Problem requirements → Nothing should be dropped or changed: copy every line of the listing.

◆ ◆ ◆

PR #1182, opened 2020-04-29
Prefer `math.log` with base argument in `HyperbandPruner`.

hvy:
## Motivation

Simple is better than complex. (It's also faster as it's implemented in C, https://github.com/python/cpython/blob/master/Modules/mathmodule.c#L2347.)

## Description of the changes

Make use of the second argument in `math.log` for a non-trivial base.


hvy:
Let me close this PR as it most likely will be included in https://github.com/optuna/optuna/pull/1188.

PR #1184, opened 2020-04-29
Add pruning interval to TFKerasPruningCallback.

VladSkripniuk:
Address #1136 .


brethvoice:
If we implement the following feature request, this pull request might be obsolete?  What do you think @VladSkripniuk? 
https://github.com/optuna/optuna/issues/1936

PR #1192, opened 2020-04-30
Define key names of `system_attrs` as variables in `LightGBMTuner`.

toshihikoyanase:
## Motivation
`LightGBMTuner` uses a string literals for the keys of `system_attrs`, but it may cause mistakes in future development. 

## Description of the changes
This PR defines the key names as variables, similarly to the #1163 ([here](https://github.com/optuna/optuna/pull/1163/files#diff-f8d15e6875544e214162a5701f52fd61R19)).

### DIFF
--- a/optuna/integration/lightgbm_tuner/optimize.py
+++ b/optuna/integration/lightgbm_tuner/optimize.py
@@ -33,6 +33,11 @@ if type_checking.TYPE_CHECKING:
     VALID_SET_TYPE = Union[List[lgb.Dataset], Tuple[lgb.Dataset, ...], lgb.Dataset]
 
 
+ELAPSED_SECS_KEY = "lightgbm_tuner:elapsed_secs"
+AVERAGE_ITERATION_TIME_KEY = "lightgbm_tuner:average_iteration_time"
+STEP_NAME_KEY = "lightgbm_tuner:step_name"
+LGBM_PARAMS_KEY = "lightgbm_tuner:lgbm_params"
+
 # EPS is used to ensure that a sampled parameter value is in pre-defined value range.
 EPS = 1e-12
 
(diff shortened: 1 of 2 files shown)


optuna/integration/lightgbm_tuner/optimize.py
```diff
@@ -33,6 +33,11 @@
     VALID_SET_TYPE = Union[List[lgb.Dataset], Tuple[lgb.Dataset, ...], lgb.Dataset]
 
 
+ELAPSED_SECS_KEY = "lightgbm_tuner:elapsed_secs"
+AVERAGE_ITERATION_TIME_KEY = "lightgbm_tuner:average_iteration_time"
+STEP_NAME_KEY = "lightgbm_tuner:step_name"
+LGBM_PARAMS_KEY = "lightgbm_tuner:lgbm_params"
```
hvy, line 39: I think these can be prefixed with underscores since they aren't public. What do you think?

hvy, line 39: Do you think the following is too verbose? I personally find it easier to comprehend as the intended use is clear, but it's not a strong opinion.
```suggestion
LGBM_PARAMS_SYSTEM_ATTR_KEY = "lightgbm_tuner:lgbm_params"
```

toshihikoyanase: You are right. Users do not use these variables and we can make them private.
Fixed: https://github.com/optuna/optuna/pull/1192/commits/7d606c815b9ac8a2c5c3b468f5aa1c730938aa90

toshihikoyanase: IMO, the following line is a bit complicated because `system_attr` appears two times (if we ignore the case):

```python
 trial.set_system_attr(_LGBM_PARAMS_SYSTEM_ATTR_KEY, json.dumps(self.lgbm_params))
```

So, I personally prefer `LGBM_PARAMS_KEY`. Instead I add a comment when I define variables:

```python
# Define key names of `Trial.system_attrs`.
_ELAPSED_SECS_KEY = "lightgbm_tuner:elapsed_secs"
...
```

What do you think of these changes?

hvy: Thanks, the comments indeed help. LGTM!

PR #1193, opened 2020-04-30
Stop installing PyTorch Lightning if Python version is 3.5.

toshihikoyanase:
## Motivation

This is a follow-up PR for #1013 . PyTorch Lightning does not support Python 3.5 but is installed via `get_extras_require()` in `setup.py`.

## Description of the changes

This PR stops installing PyTorch Lightning if Python version is 3.5.x. CI jobs skip PyTorch Lightning, so we do not update the [`.github/workflows/examples.yml`](https://github.com/optuna/optuna/blob/master/.github/workflows/examples.yml#L39).

### DIFF
--- a/setup.py
+++ b/setup.py
@@ -86,7 +86,7 @@ def get_extras_require() -> Dict[str, List[str]]:
             ["llvmlite<=0.31.0"] if (3, 5) == sys.version_info[:2] else []
         )  # Newer `llvmlite` is not distributed with wheels for Python 3.5.
         + (
-            ["dask[dataframe]", "dask-ml", "keras", "tensorflow>=2.0.0", "tensorflow-datasets",]
+            ["dask[dataframe]", "dask-ml", "keras", "tensorflow>=2.0.0", "tensorflow-datasets"]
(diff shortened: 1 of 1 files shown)


setup.py
```diff
@@ -77,19 +77,16 @@ def get_extras_require() -> Dict[str, List[str]]:
...
         + (
-            [
-                "dask[dataframe]",
-                "dask-ml",
-                "keras",
-                "pytorch-lightning>=0.7.1",
-                "tensorflow>=2.0.0",
-                "tensorflow-datasets",
-            ]
+            ["dask[dataframe]", "dask-ml", "keras", "tensorflow>=2.0.0", "tensorflow-datasets",]
```
hvy, line 89:
```suggestion
            ["dask[dataframe]", "dask-ml", "keras", "tensorflow>=2.0.0", "tensorflow-datasets"]
```

toshihikoyanase: Thank you! I fixed it.

hvy:
Thanks for the quick fix, let me merge this PR.

PR #1194, opened 2020-04-30
Add pruning interval to MXNetPruningCallback.

VladSkripniuk:
Address #1136 .

### DIFF
--- a/optuna/integration/mxnet.py
+++ b/optuna/integration/mxnet.py
@@ -26,18 +26,26 @@ class MXNetPruningCallback(object):
             default metric name. For custom metrics, use the metric_name provided to
             constructor. Please refer to `mxnet.metrics reference
             <https://mxnet.apache.org/api/python/metric/metric.html>`_ for further details.
+        interval:
+            Check if trial should be pruned every n-th epoch. By default ``interval=1`` and
+            pruning is performed after every epoch. Increase ``interval`` to run several
+            epochs faster before applying pruning.
     """
 
-    def __init__(self, trial, eval_metric):
-        # type: (optuna.trial.Trial, str) -> None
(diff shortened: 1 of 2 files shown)


optuna/integration/mxnet.py
```diff
@@ -26,19 +26,27 @@ class MXNetPruningCallback(object):
...
         _check_mxnet_availability()
 
         self._trial = trial
         self._eval_metric = eval_metric
+        self._interval = interval
 
     def __call__(self, param):
         # type: (mx.model.BatchEndParams,) -> None
 
+        if param.epoch % self._interval != 0:
```
keisuke-umezawa, line 47: Same with https://github.com/optuna/optuna/pull/1195#discussion_r419275815 .

VladSkripniuk: MXNet uses 0-based indexing for epochs so `if param.epoch % self._interval != 0:` would try to prune training after the very first trial ([link](https://github.com/apache/incubator-mxnet/blob/0580200562a394060520d85621f32fbae20d11c4/python/mxnet/module/base_module.py#L568)). Interval between successive pruning attempts still equals `self._interval`.

MXNet does not support intervals for callbacks, but in other discussion it was [mentioned](https://github.com/optuna/optuna/pull/1162#discussion_r416424619) that XGBoost includes iteration 0 for callbacks with intervals. Probably it's better to follow this logic and call pruning after epochs 0, n, 2n...

Crissman:
@VladSkripniuk This PR is stale and has conflicts with master, so closing for now. If there's further interest, we may want to take a look at https://github.com/optuna/optuna/pull/1161#issuecomment-625598685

◆ ◆ ◆

Exercise answer →
PR #1182, opened 2020-04-29
Prefer `math.log` with base argument in `HyperbandPruner`.

hvy:
## Motivation

Simple is better than complex. (It's also faster as it's implemented in C, https://github.com/python/cpython/blob/master/Modules/mathmodule.c#L2347.)

## Description of the changes

Make use of the second argument in `math.log` for a non-trivial base.


hvy:
Let me close this PR as it most likely will be included in https://github.com/optuna/optuna/pull/1188.

PR #1184, opened 2020-04-29
Add pruning interval to TFKerasPruningCallback.

VladSkripniuk:
Address #1136 .


brethvoice:
If we implement the following feature request, this pull request might be obsolete?  What do you think @VladSkripniuk? 
https://github.com/optuna/optuna/issues/1936

PR #1192, opened 2020-04-30
Define key names of `system_attrs` as variables in `LightGBMTuner`.

toshihikoyanase:
## Motivation
`LightGBMTuner` uses a string literals for the keys of `system_attrs`, but it may cause mistakes in future development. 

## Description of the changes
This PR defines the key names as variables, similarly to the #1163 ([here](https://github.com/optuna/optuna/pull/1163/files#diff-f8d15e6875544e214162a5701f52fd61R19)).

### DIFF
--- a/optuna/integration/lightgbm_tuner/optimize.py
+++ b/optuna/integration/lightgbm_tuner/optimize.py
@@ -33,6 +33,11 @@ if type_checking.TYPE_CHECKING:
     VALID_SET_TYPE = Union[List[lgb.Dataset], Tuple[lgb.Dataset, ...], lgb.Dataset]
 
 
+ELAPSED_SECS_KEY = "lightgbm_tuner:elapsed_secs"
+AVERAGE_ITERATION_TIME_KEY = "lightgbm_tuner:average_iteration_time"
+STEP_NAME_KEY = "lightgbm_tuner:step_name"
+LGBM_PARAMS_KEY = "lightgbm_tuner:lgbm_params"
+
 # EPS is used to ensure that a sampled parameter value is in pre-defined value range.
 EPS = 1e-12
 
(diff shortened: 1 of 2 files shown)


optuna/integration/lightgbm_tuner/optimize.py
```diff
@@ -33,6 +33,11 @@
     VALID_SET_TYPE = Union[List[lgb.Dataset], Tuple[lgb.Dataset, ...], lgb.Dataset]
 
 
+ELAPSED_SECS_KEY = "lightgbm_tuner:elapsed_secs"
+AVERAGE_ITERATION_TIME_KEY = "lightgbm_tuner:average_iteration_time"
+STEP_NAME_KEY = "lightgbm_tuner:step_name"
+LGBM_PARAMS_KEY = "lightgbm_tuner:lgbm_params"
```
hvy, line 39: I think these can be prefixed with underscores since they aren't public. What do you think?

hvy, line 39: Do you think the following is too verbose? I personally find it easier to comprehend as the intended use is clear, but it's not a strong opinion.
```suggestion
LGBM_PARAMS_SYSTEM_ATTR_KEY = "lightgbm_tuner:lgbm_params"
```

toshihikoyanase: You are right. Users do not use these variables and we can make them private.
Fixed: https://github.com/optuna/optuna/pull/1192/commits/7d606c815b9ac8a2c5c3b468f5aa1c730938aa90

toshihikoyanase: IMO, the following line is a bit complicated because `system_attr` appears two times (if we ignore the case):

```python
 trial.set_system_attr(_LGBM_PARAMS_SYSTEM_ATTR_KEY, json.dumps(self.lgbm_params))
```

So, I personally prefer `LGBM_PARAMS_KEY`. Instead I add a comment when I define variables:

```python
# Define key names of `Trial.system_attrs`.
_ELAPSED_SECS_KEY = "lightgbm_tuner:elapsed_secs"
...
```

What do you think of these changes?

hvy: Thanks, the comments indeed help. LGTM!

PR #1193, opened 2020-04-30
Stop installing PyTorch Lightning if Python version is 3.5.

toshihikoyanase:
## Motivation

This is a follow-up PR for #1013 . PyTorch Lightning does not support Python 3.5 but is installed via `get_extras_require()` in `setup.py`.

## Description of the changes

This PR stops installing PyTorch Lightning if Python version is 3.5.x. CI jobs skip PyTorch Lightning, so we do not update the [`.github/workflows/examples.yml`](https://github.com/optuna/optuna/blob/master/.github/workflows/examples.yml#L39).

### DIFF
--- a/setup.py
+++ b/setup.py
@@ -86,7 +86,7 @@ def get_extras_require() -> Dict[str, List[str]]:
             ["llvmlite<=0.31.0"] if (3, 5) == sys.version_info[:2] else []
         )  # Newer `llvmlite` is not distributed with wheels for Python 3.5.
         + (
-            ["dask[dataframe]", "dask-ml", "keras", "tensorflow>=2.0.0", "tensorflow-datasets",]
+            ["dask[dataframe]", "dask-ml", "keras", "tensorflow>=2.0.0", "tensorflow-datasets"]
(diff shortened: 1 of 1 files shown)


setup.py
```diff
@@ -77,19 +77,16 @@ def get_extras_require() -> Dict[str, List[str]]:
...
         + (
-            [
-                "dask[dataframe]",
-                "dask-ml",
-                "keras",
-                "pytorch-lightning>=0.7.1",
-                "tensorflow>=2.0.0",
-                "tensorflow-datasets",
-            ]
+            ["dask[dataframe]", "dask-ml", "keras", "tensorflow>=2.0.0", "tensorflow-datasets",]
```
hvy, line 89:
```suggestion
            ["dask[dataframe]", "dask-ml", "keras", "tensorflow>=2.0.0", "tensorflow-datasets"]
```

toshihikoyanase: Thank you! I fixed it.

hvy:
Thanks for the quick fix, let me merge this PR.

PR #1194, opened 2020-04-30
Add pruning interval to MXNetPruningCallback.

VladSkripniuk:
Address #1136 .

### DIFF
--- a/optuna/integration/mxnet.py
+++ b/optuna/integration/mxnet.py
@@ -26,18 +26,26 @@ class MXNetPruningCallback(object):
             default metric name. For custom metrics, use the metric_name provided to
             constructor. Please refer to `mxnet.metrics reference
             <https://mxnet.apache.org/api/python/metric/metric.html>`_ for further details.
+        interval:
+            Check if trial should be pruned every n-th epoch. By default ``interval=1`` and
+            pruning is performed after every epoch. Increase ``interval`` to run several
+            epochs faster before applying pruning.
     """
 
-    def __init__(self, trial, eval_metric):
-        # type: (optuna.trial.Trial, str) -> None
(diff shortened: 1 of 2 files shown)


optuna/integration/mxnet.py
```diff
@@ -26,19 +26,27 @@ class MXNetPruningCallback(object):
...
         _check_mxnet_availability()
 
         self._trial = trial
         self._eval_metric = eval_metric
+        self._interval = interval
 
     def __call__(self, param):
         # type: (mx.model.BatchEndParams,) -> None
 
+        if param.epoch % self._interval != 0:
```
keisuke-umezawa, line 47: Same with https://github.com/optuna/optuna/pull/1195#discussion_r419275815 .

VladSkripniuk: MXNet uses 0-based indexing for epochs so `if param.epoch % self._interval != 0:` would try to prune training after the very first trial ([link](https://github.com/apache/incubator-mxnet/blob/0580200562a394060520d85621f32fbae20d11c4/python/mxnet/module/base_module.py#L568)). Interval between successive pruning attempts still equals `self._interval`.

MXNet does not support intervals for callbacks, but in other discussion it was [mentioned](https://github.com/optuna/optuna/pull/1162#discussion_r416424619) that XGBoost includes iteration 0 for callbacks with intervals. Probably it's better to follow this logic and call pruning after epochs 0, n, 2n...

Crissman:
@VladSkripniuk This PR is stale and has conflicts with master, so closing for now. If there's further interest, we may want to take a look at https://github.com/optuna/optuna/pull/1161#issuecomment-625598685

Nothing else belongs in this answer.